PR #2, opened 2022-05-01
Remove submodule, simplify buf gen

zeroshade:
@cpcloud here we go. Removing the need for the submodule because buf is able to reference the `.proto` files remotely.

### DIFF
--- a/doc.go
+++ b/doc.go
@@ -1,0 +1,7 @@
+// SPDX-License-Identifier: Apache-2.0
+
+// Package substraitgo contains the experimental go bindings for substrait
+// (https://substrait.io).
+package substraitgo
+
+//go:generate buf generate https://github.com/substrait-io/substrait.git#branch=main
--- a/doc.go
+++ b/doc.go
@@ -4,4 +4,4 @@
 // (https://substrait.io).
 package substraitgo
 
-//go:generate buf generate https://github.com/substrait-io/substrait.git#branch=main
+//go:generate buf generate https://github.com/substrait-io/substrait.git#branch=v0.1.2
--- a/doc.go
+++ b/doc.go
@@ -4,4 +4,4 @@
 // (https://substrait.io).
 package substraitgo
 
-//go:generate buf generate https://github.com/substrait-io/substrait.git#branch=master
+//go:generate buf generate https://github.com/substrait-io/substrait.git#branch=main
--- a/doc.go
+++ b/doc.go
@@ -4,4 +4,4 @@
 // (https://substrait.io).
 package substraitgo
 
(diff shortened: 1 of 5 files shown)


zeroshade:
@jacques-n I've updated `doc.go` so that it's now pinned to the version tag `v0.1.2` of the substrait repo. That can be updated and then re-run `go generate` to generate the files using the desired version tag rather than just pinning it to master.

That work?

zeroshade:
@jacques-n also notice that the checked in `.pb.go` files are still checked in, so even having `doc.go` referencing master wouldn't cause any issues building until someone attempts to re-generate the files. The standard practice with go is that the generated protobuf files are checked into the repo so that `go get` works properly with the repository because `go get` will not run any extra code, it only fetches a repository to ensure safety by preventing running arbitrary code when you pull a module. 

That's why originally I had it pointing at master since it only matters what's in `doc.go` when someone runs `go generate` and attempts to check the code in.

cpcloud:
I think the way you've done it makes sense @zeroshade. Ultimately we should publish go bindings in the main substrait repo, and then this repo can use the technique [here](https://docs.buf.build/tour/generate-go-code#install-plugins) to generate code. That can be done later though.

cpcloud (approved):

zeroshade:
@cpcloud your link is precisely the technique I'm using for generating the code if you look at the `go generate` line of doc.go. Should i leave it as pinned to the version v0.1.2 or put it back to pointing a master for easy re-generation without having to also update the doc.go ?

zeroshade:
@cpcloud @jacques-n any thought on leaving the `doc.go` pointing at a specific tag vs pointing at master for easy future codegen before you merge this?

cpcloud:
How about we leave it at `master` for now for easy regen, and then we build some automation in the main substrait repo to submit PRs to update the tag.

@zeroshade Can that line be programmatically updated without sed hacking?

zeroshade:
@jacques-n not really, no. It's basically just a line indicating a command to run. sed is probably the best way to update that line. I'll shift it back to be master

doc.go
```diff
@@ -4,4 +4,4 @@
 // (https://substrait.io).
 package substraitgo
 
-//go:generate buf generate https://github.com/substrait-io/substrait.git#branch=v0.1.2
+//go:generate buf generate https://github.com/substrait-io/substrait.git#branch=master
```
jacques-n, line 7: Should be main, not master.

zeroshade: Bah, I had it right the first time and then confused myself lol

Fixed it now. It correctly says main

PR #4, opened 2022-12-11
feat(expressions): Initial implementation of Expressions

zeroshade:
In the interests of keeping the PRs from getting too large this only sketches out the infrastructure for expressions and implements Literals (and sketches some structs for the other expression types). Subsequent PRs will flesh out and further implement the other Expression types.


JamesRTaylor:
Thanks for putting this together, @zeroshade. Would be great to see some example usage through some tests.

zeroshade:
@JamesRTaylor Updated with a whole mess of stuff plus a testable example and some tests for pretty-printing types and literals to strings. I'll add a few more tests later today and tomorrow, but this isn't implementing *everything* so there's still areas that aren't easily usable yet as there's more to implement, and so it's not easy to show sample usage yet.

JamesRTaylor:
Wanted to connect on something I've been working on to see if we could converge on a solution. I've been working on an analyzer derived from an earlier Apache-licensed version of CockroachDB. They have a language called [OptGen](https://www.cockroachlabs.com/blog/building-cost-based-sql-optimizer/) that supports traversals and rewrites of logical plans through rules (see examples in that link). I'm aiming to open source this work to enable OptGen to be used used over substrait plans. Would be great if we could model expressions similar to [this](https://github.com/cockroachdb/cockroach/blob/v19.1.11/pkg/sql/opt/optgen/lang/expr.og.go). The base expression interface is [here](https://github.com/cockroachdb/cockroach/blob/v19.1.11/pkg/sql/opt/operator.go).

Thoughts?

zeroshade:
I really like the idea of being able to leverage something to perform traversals and rewrites, the only issue I see is that there isn't an easy or obvious way to map those interfaces to the way substrait is designed (that I can tell at least). 

But if we connect and discuss, I think between us we could probably come up with something. My design here was specifically trying to hew close to substrait's design to make conversion between the proto objects and the interfaces low cost, but I think it's worthwhile to see if I can get something closer to what you linked. I'm not going to do much work this week, but I'll definitely take a crack at it early next week. Though if you already have some ideas on how to fit the substrait design closer to those interfaces, I'd happily look at some code!

JamesRTaylor:
Happy New Years! I was out last week as well, but back now. My thinking on the interfaces/impls I pointed you to is that they specify more than substrait needs (mostly around traversing the objects), but that they could be compatible. They have the same set of objects for expressions and relations. For example, the AndExpr implementation:
```
type AndExpr struct {
	Left  Expr
	Right Expr
	Src   *SourceLoc
	Typ   DataType
}

func (e *AndExpr) Op() Operator {
	return AndOp
}

func (e *AndExpr) ChildCount() int {
	return 2
}

func (e *AndExpr) Child(nth int) Expr {
	switch nth {
	case 0:
		return e.Left
	case 1:
		return e.Right
	}
	panic(fmt.Sprintf("child index %d is out of range", nth))
}

func (e *AndExpr) ChildName(nth int) string {
	switch nth {
	case 0:
		return "Left"
	case 1:
		return "Right"
	}
	return ""
}

func (e *AndExpr) Value() interface{} {
	return nil
}

func (e *AndExpr) Visit(visit VisitFunc) Expr {
	children := visitChildren(e, visit)
	if children != nil {
		return &AndExpr{Left: children[0], Right: children[1], Src: e.Source()}
	}
	return e
}

func (e *AndExpr) Source() *SourceLoc {
	return e.Src
}

func (e *AndExpr) InferredType() DataType {
	return e.Typ
}

func (e *AndExpr) String() string {
	var buf bytes.Buffer
	e.Format(&buf, 0)
	return buf.String()
}

func (e *AndExpr) Format(buf *bytes.Buffer, level int) {
	formatExpr(e, buf, level)
}
```
Let me try to pull this out of our codebase with a minimal set of dependencies. One useful interface in these objects (not part of substrait) is a way to print them out (which is obviously useful :-) ). I'm just finishing up something else, but should be able to have something soon.

zeroshade:
@JamesRTaylor could you take a look at https://github.com/apache/arrow/blob/master/go/arrow/compute/expression.go#L48 and tell me what you think of the expression and field reference interfaces I wrote for the Arrow module (before I started trying to adapt substrait). Personally I like the simplicity of that interface in that there's only three implementations of the interface: an expression is either a literal, a parameter reference or a function call with a slice of expressions as arguments.

But there's definitely a benefit to fitting the interface that OptGen uses for inspiration interoperability. While I wait to see what you come up with, I'll take a stab myself and putting something together and let's see if we can catch up and find something that works.

types.go
```diff
@@ -0,0 +1,921 @@
...
+		case t.Nullability != other.Nullability:
+			return false
+		case t.TypeVariationRef != other.TypeVariationRef:
+			return false
+		case t.TypeReference != other.TypeReference:
+			return false
+		case len(t.TypeParameters) != len(other.TypeParameters):
+			return false
+		}
+
```
JamesRTaylor, line 819: Do we need a check here comparing len(t.TypeParameters) and len(other.TypeParameters)?

expression.go
```diff
@@ -0,0 +1,195 @@
...
+			Options:    et.WindowFunction.Options,
+			OutputType: TypeFromProto(et.WindowFunction.OutputType),
+			Phase:      et.WindowFunction.Phase,
+			Invocation: et.WindowFunction.Invocation,
+			Partitions: parts,
+			Sorts:      sorts,
+			LowerBound: BoundFromProto(et.WindowFunction.LowerBound),
+			UpperBound: BoundFromProto(et.WindowFunction.UpperBound),
+		}, nil
+	case *proto.Expression_IfThen_:
```
JamesRTaylor, line 91: Any reason not to implement these?

expression.go
```diff
@@ -0,0 +1,195 @@
...
+//  - A Cast expression
+//  - A Subquery
+//  - A Nested expression
+type Expression interface {
+	FuncArg
+	RootRefType
+
+	GetType() Type
+	ToProto() *proto.Expression
+	Equals(Expression) bool
```
JamesRTaylor, line 125: I think we'll need a general way of walking through children, no? Like `Walk(Visitor) Expression`

expressions_test.go
```diff
@@ -0,0 +1,105 @@
...
+
+import (
+	"fmt"
+
+	substraitgo "github.com/substrait-io/substrait-go"
+	"github.com/substrait-io/substrait-go/proto"
+	"google.golang.org/protobuf/encoding/protojson"
+	pb "google.golang.org/protobuf/proto"
+)
+
```
JamesRTaylor, line 13: I think we need roundtrip tests (like your type tests) for various nested expressions.

types.go
zeroshade: we check it on line 816, if they aren't equal, we'll have returned false already.

expression.go
zeroshade: I was just trying to keep the size of this PR down by not implementing these yet, and instead implementing them in the next PR. If you'd prefer I can implement them now and add them to this PR.

expressions_test.go
zeroshade: sure, i can add some more roundtrip tests for some nested expressions. I'll do that this week.

expression.go
zeroshade: I'll follow the pattern from optgen that you linked earlier where the visiting could be used to generate a replacement tree if desired etc.

zeroshade: added

expressions_test.go
zeroshade: added a roundtrip test, and a comment that I'll add more roundtrip tests after parsing is implemented since that'll make it easier to generate the nested expressions to test with.

JamesRTaylor:
This LGTM. Any feedback, @jacques-n before I merge?

zeroshade:
@JamesRTaylor Added a note for the README on this. Let me know if there's anything you'd like me to change or include in it.

JamesRTaylor (approved):
LGTM

PR #8, opened 2023-02-01
ci(release): update substrait version and setup release workflow

zeroshade:
As per the conversation at the bi-weekly meetup we'll pin the protobuf to a specific generated version which will show up in the package doc and also add a release workflow to automate releases based on the conventional semantic commits.


JamesRTaylor (approved):
LGTM. Thanks for setting this up.

PR #9, opened 2023-02-15
feat(expressions): Implement more expression types

zeroshade:
This implements handling for all expression types *except* for Subquery, and sets up the framework for plan handling.

Including a unit test framework for defining expressions in a test yaml file which get used as test cases.

### DIFF
--- a/expr/expression.go
+++ b/expr/expression.go
@@ -53,12 +53,18 @@ func ExprFromProto(e *proto.Expression, baseSchema types.Type, ext ExtensionLook
 			}
 		}
 
-		id, ok := ext.DecodeFunc(et.ScalarFunction.FunctionReference)
-		if !ok {
-			return nil, substraitgo.ErrNotFound
-		}
+		var (
+			id   extensions.ID
+			decl *extensions.ScalarFunctionVariant
+		)
+		if ext != nil {
+			var ok bool
+			if id, ok = ext.DecodeFunc(et.ScalarFunction.FunctionReference); !ok {
+				return nil, substraitgo.ErrNotFound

The task:
Look through the data above and return each line where the string "workflow" occurs.

Task solution:
ci(release): update substrait version and setup release workflow
As per the conversation at the bi-weekly meetup we'll pin the protobuf to a specific generated version which will show up in the package doc and also add a release workflow to automate releases based on the conventional semantic commits.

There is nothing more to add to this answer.